Having read the entries, repeat all of them exactly.

Available data.
--

PR #1480, opened 2024-01-18
Firefly 1392: Convert BackgroundMonitor and a few other components to JoyUI

kpuriIpac:
**[Firefly-1392](https://jira.ipac.caltech.edu/browse/FIREFLY-1392)**: 

- Changed the "Hide" back to a button as suggested, and make the 'X' next to the results smaller 
- If `ProgressBar.jsx` is not being used anywhere else (I don't think it's being used in ife either), then it may be safe to remove it
- Background Monitor conversion complete, also converted `Prepare Download` and `Data Help` buttons when you do a DCE search (and touched a few other relevant files like WorkspaceSelectPane.jsx as well). 
  - _Note_: I don't think the background monitor email notification is working. (I think this is a known issue? so is it okay to ignore as scope of this ticket?)  

**Updates 1/25:** 
- Addressed the comments and feedback @robyww. This is done or mostly done I think, added a couple of comments for you in the code. 
- Got rid of border altogether for the results. I think it looks clean, but let me know if you think we should still use a `Divider` (I think it may make it a bit messy personally? but I can give it a shot or we can revisit after feedback from scientists later). 
- **Testing**: Test firefly as well as DCE (`Prepare Download` and `Data Help` buttons), and also the background monitor when you send stuff to it from `Prepare Download `dialog. 
- Updated the ui-notes as well. 

**Testing**:  
   - Firefly: https://fireflydev.ipac.caltech.edu/firefly-1392-ui-bg-monitor/firefly
   - IRSAviewer (DCE): https://firefly-1392-ui-bg-monitor.irsakudev.ipac.caltech.edu/irsaviewer/dce
      - Provide any feedback on the UI for `Background Monitor`, `prepare download` dialog and the Background Monitor launched from the `Prepare Download` dialog (has some different text/layout).
- Do a big search on firefly and click `send to background` to test out the new `LinearProgress` bar by JoyUI (and abort the job once too, make sure it looks ok) 
-  Clicking on `Enable email notification` checkbox moves the elements up (existing behavior), tried to keep the 3 elements (hide, checkbox and help icon) linear / on the same level 
- For all of the results, got rid of the colored background, but still kept the border (can remove this)
- For DCE: 
  - Do a search, then notice the `Prepare Download` and `Data Help` buttons on the table (top left). These have been individually converted + added some space between the two.  
  - Click on `Prepare Download` after selecting a few rows. Make sure this dialog looks okay too. Click on save to `Workspace` here to test out the warning message (converted this to a Typography warning, but still kept the border around the message - should I get rid of that?)
     - if `showWarnings` is true (in `DownloadDialog.jsx`), you get another warning (~line 212), I converted this to a Typography and tested locally as well (no borders around this warning, so for consistency I can get rid of it from the workspace warning as well). 
   - Finally, click `Prepare Download `again and send to background, then take a look at the background monitor here as well to ensure it looks okay. 
   - One thing to note is that the new Linear Progress bar looks quite faint here on DCE as the progressDesc text is initially empty for a few seconds depending on the search empty (versus for a regular table search sent to background it reads "UWS Job Submitted..." instantly, making it more noticeable.


robyww:
> The ChipDelete (X) next to the jobs looks too big, tried to make it smaller but that didn't work. Will get back to this, but let me know if there are any suggestions.

```js
 <ChipDelete {...{ onClick: () => doTheDelete(), sx:{'--Chip-deleteSize': '1.9em'} }}/>
```

src/firefly/js/core/background/BackgroundMonitor.jsx
```diff
@@ -166,25 +177,27 @@ function JobHeader({jobInfo}) {
...
+        <Stack alignItems={'center'} flexDirection={'row'}>
+            <Stack direction='row' alignItems='center' sx={{ overflow: 'hidden' }} title={label}>
+                <Typography level='title-md' alignItems={'center'} sx={{fontWeight: 'bold', ml: 0.375, whiteSpace: 'nowrap', overflow: 'hidden',
+                    textOverflow: 'ellipsis'}}>{label}
+                </Typography>
                 <img src={INFO} onClick={showInfo} className='JobInfo__items--link'/>
-            </div>
-            <div style={{display: 'inline-flex', alignItems: 'center', paddingLeft: 5, flexShrink: 0}}>
+            </Stack>
+            <Stack direction='row' alignItems='center' sx={{ pl: 1, flexShrink: 0 }}>
```
robyww, line 189: add `spacing={1}`

robyww (commented):
UI comments

- The hide button (if it is there) should be a primary button not  a chip
- I agree the ChipDelete should be smaller
- There should not be a background color on the results
-

robyww (changes requested):
I made a bunch a little comment that fall into following categories.
- We want to use border as little as possible. If we have to there is a technique we can talk about.
- In general I have found using `Divider` is a better option
- we don't want to set color directly we want to use JoyUI color such as 'primary', 'neutral' and 'warning' etc
- sx mostly is not necessary for `Box` and `Stack` (maybe when you are passing a class based style, I am not sure)
- I think ToolbarButton is a better option for those table buttons you are changing.
- we are never using bold and italic directly. If there use should click use `Link` or `Chip`
- Some of this stuff I think @loitly and I have been doing intuitively. You are welcome to update [ui-notes.md](https://github.com/Caltech-IPAC/firefly/blob/UI-conversion/docs/ui-notes.md) with anything that was not clear

kpuriIpac:
> I made a bunch a little comment that fall into following categories.
> 
> * We want to use border as little as possible. If we have to there is a technique we can talk about.
> * In general I have found using `Divider` is a better option
> * we don't want to set color directly we want to use JoyUI color such as 'primary', 'neutral' and 'warning' etc
> * sx mostly is not necessary for `Box` and `Stack` (maybe when you are passing a class based style, I am not sure)
> * I think ToolbarButton is a better option for those table buttons you are changing.
> * we are never using bold and italic directly. If there use should click use `Link` or `Chip`
> * Some of this stuff I think @loitly and I have been doing intuitively. You are welcome to update [ui-notes.md](https://github.com/Caltech-IPAC/firefly/blob/UI-conversion/docs/ui-notes.md) with anything that was not clear

Thanks @robyww. Working on these and yes I'll add some of this to [ui-notes.md] as well.

src/firefly/js/core/background/BackgroundMonitor.jsx
```diff
@@ -58,8 +60,8 @@ export function showBackgroundMonitor(show=true) {
 
     return (
         <Stack justifyContent='space-between' spacing={1} alignItems='left' minHeight={200}
-               minWidth={330} maxWidth={590} sx={{resize: 'both', overflow: 'auto'}}>
-            <Box sx={{ flexGrow: 1, overflow: 'auto' }}>
+                    minWidth={330} maxWidth={590} sx={{resize: 'both', overflow: 'auto'}}>
```
kpuriIpac: @robyww I made the other changes. I left this sx here with this Stack because merging it as <Stack {...{ _properties here_ }}> makes the reisze not work for the Background monitor popup (I am not sure why though).

src/firefly/js/core/background/BackgroundMonitor.jsx
```diff
@@ -264,23 +256,19 @@ function PackageItem({SINGLE, jobId, index}) {
 
 
     const action = dlreq?.WS_DEST_PATH
-        ? (<Typography justifyContent={'flex-end'} width={175} height={20} sx={{color:'dimgray', mx:'0.5', my:'auto', display: 'inline-flex',
-            whiteSpace: 'nowrap',
-        }}>
+        ? (<Link>
```
kpuriIpac: and @robyww in my cleanup I noticed there was never an actual link for `Download to Workspace` (so if `dlreq?.WS_DEST_PATH` exists, then you just see the text for `Download to Workspace`). Left this as is for now.

robyww (approved):
Looks good. Go ahead and merge.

--

Task answer.
PR #1480, opened 2024-01-18
Firefly 1392: Convert BackgroundMonitor and a few other components to JoyUI

kpuriIpac:
**[Firefly-1392](https://jira.ipac.caltech.edu/browse/FIREFLY-1392)**: 

- Changed the "Hide" back to a button as suggested, and make the 'X' next to the results smaller 
- If `ProgressBar.jsx` is not being used anywhere else (I don't think it's being used in ife either), then it may be safe to remove it
- Background Monitor conversion complete, also converted `Prepare Download` and `Data Help` buttons when you do a DCE search (and touched a few other relevant files like WorkspaceSelectPane.jsx as well). 
  - _Note_: I don't think the background monitor email notification is working. (I think this is a known issue? so is it okay to ignore as scope of this ticket?)  

**Updates 1/25:** 
- Addressed the comments and feedback @robyww. This is done or mostly done I think, added a couple of comments for you in the code. 
- Got rid of border altogether for the results. I think it looks clean, but let me know if you think we should still use a `Divider` (I think it may make it a bit messy personally? but I can give it a shot or we can revisit after feedback from scientists later). 
- **Testing**: Test firefly as well as DCE (`Prepare Download` and `Data Help` buttons), and also the background monitor when you send stuff to it from `Prepare Download `dialog. 
- Updated the ui-notes as well. 

**Testing**:  
   - Firefly: https://fireflydev.ipac.caltech.edu/firefly-1392-ui-bg-monitor/firefly
   - IRSAviewer (DCE): https://firefly-1392-ui-bg-monitor.irsakudev.ipac.caltech.edu/irsaviewer/dce
      - Provide any feedback on the UI for `Background Monitor`, `prepare download` dialog and the Background Monitor launched from the `Prepare Download` dialog (has some different text/layout).
- Do a big search on firefly and click `send to background` to test out the new `LinearProgress` bar by JoyUI (and abort the job once too, make sure it looks ok) 
-  Clicking on `Enable email notification` checkbox moves the elements up (existing behavior), tried to keep the 3 elements (hide, checkbox and help icon) linear / on the same level 
- For all of the results, got rid of the colored background, but still kept the border (can remove this)
- For DCE: 
  - Do a search, then notice the `Prepare Download` and `Data Help` buttons on the table (top left). These have been individually converted + added some space between the two.  
  - Click on `Prepare Download` after selecting a few rows. Make sure this dialog looks okay too. Click on save to `Workspace` here to test out the warning message (converted this to a Typography warning, but still kept the border around the message - should I get rid of that?)
     - if `showWarnings` is true (in `DownloadDialog.jsx`), you get another warning (~line 212), I converted this to a Typography and tested locally as well (no borders around this warning, so for consistency I can get rid of it from the workspace warning as well). 
   - Finally, click `Prepare Download `again and send to background, then take a look at the background monitor here as well to ensure it looks okay. 
   - One thing to note is that the new Linear Progress bar looks quite faint here on DCE as the progressDesc text is initially empty for a few seconds depending on the search empty (versus for a regular table search sent to background it reads "UWS Job Submitted..." instantly, making it more noticeable.


robyww:
> The ChipDelete (X) next to the jobs looks too big, tried to make it smaller but that didn't work. Will get back to this, but let me know if there are any suggestions.

```js
 <ChipDelete {...{ onClick: () => doTheDelete(), sx:{'--Chip-deleteSize': '1.9em'} }}/>
```

src/firefly/js/core/background/BackgroundMonitor.jsx
```diff
@@ -166,25 +177,27 @@ function JobHeader({jobInfo}) {
...
+        <Stack alignItems={'center'} flexDirection={'row'}>
+            <Stack direction='row' alignItems='center' sx={{ overflow: 'hidden' }} title={label}>
+                <Typography level='title-md' alignItems={'center'} sx={{fontWeight: 'bold', ml: 0.375, whiteSpace: 'nowrap', overflow: 'hidden',
+                    textOverflow: 'ellipsis'}}>{label}
+                </Typography>
                 <img src={INFO} onClick={showInfo} className='JobInfo__items--link'/>
-            </div>
-            <div style={{display: 'inline-flex', alignItems: 'center', paddingLeft: 5, flexShrink: 0}}>
+            </Stack>
+            <Stack direction='row' alignItems='center' sx={{ pl: 1, flexShrink: 0 }}>
```
robyww, line 189: add `spacing={1}`

robyww (commented):
UI comments

- The hide button (if it is there) should be a primary button not  a chip
- I agree the ChipDelete should be smaller
- There should not be a background color on the results
-

robyww (changes requested):
I made a bunch a little comment that fall into following categories.
- We want to use border as little as possible. If we have to there is a technique we can talk about.
- In general I have found using `Divider` is a better option
- we don't want to set color directly we want to use JoyUI color such as 'primary', 'neutral' and 'warning' etc
- sx mostly is not necessary for `Box` and `Stack` (maybe when you are passing a class based style, I am not sure)
- I think ToolbarButton is a better option for those table buttons you are changing.
- we are never using bold and italic directly. If there use should click use `Link` or `Chip`
- Some of this stuff I think @loitly and I have been doing intuitively. You are welcome to update [ui-notes.md](https://github.com/Caltech-IPAC/firefly/blob/UI-conversion/docs/ui-notes.md) with anything that was not clear

kpuriIpac:
> I made a bunch a little comment that fall into following categories.
> 
> * We want to use border as little as possible. If we have to there is a technique we can talk about.
> * In general I have found using `Divider` is a better option
> * we don't want to set color directly we want to use JoyUI color such as 'primary', 'neutral' and 'warning' etc
> * sx mostly is not necessary for `Box` and `Stack` (maybe when you are passing a class based style, I am not sure)
> * I think ToolbarButton is a better option for those table buttons you are changing.
> * we are never using bold and italic directly. If there use should click use `Link` or `Chip`
> * Some of this stuff I think @loitly and I have been doing intuitively. You are welcome to update [ui-notes.md](https://github.com/Caltech-IPAC/firefly/blob/UI-conversion/docs/ui-notes.md) with anything that was not clear

Thanks @robyww. Working on these and yes I'll add some of this to [ui-notes.md] as well.

src/firefly/js/core/background/BackgroundMonitor.jsx
```diff
@@ -58,8 +60,8 @@ export function showBackgroundMonitor(show=true) {
 
     return (
         <Stack justifyContent='space-between' spacing={1} alignItems='left' minHeight={200}
-               minWidth={330} maxWidth={590} sx={{resize: 'both', overflow: 'auto'}}>
-            <Box sx={{ flexGrow: 1, overflow: 'auto' }}>
+                    minWidth={330} maxWidth={590} sx={{resize: 'both', overflow: 'auto'}}>
```
kpuriIpac: @robyww I made the other changes. I left this sx here with this Stack because merging it as <Stack {...{ _properties here_ }}> makes the reisze not work for the Background monitor popup (I am not sure why though).

src/firefly/js/core/background/BackgroundMonitor.jsx
```diff
@@ -264,23 +256,19 @@ function PackageItem({SINGLE, jobId, index}) {
 
 
     const action = dlreq?.WS_DEST_PATH
-        ? (<Typography justifyContent={'flex-end'} width={175} height={20} sx={{color:'dimgray', mx:'0.5', my:'auto', display: 'inline-flex',
-            whiteSpace: 'nowrap',
-        }}>
+        ? (<Link>
```
kpuriIpac: and @robyww in my cleanup I noticed there was never an actual link for `Download to Workspace` (so if `dlreq?.WS_DEST_PATH` exists, then you just see the text for `Download to Workspace`). Left this as is for now.

robyww (approved):
Looks good. Go ahead and merge.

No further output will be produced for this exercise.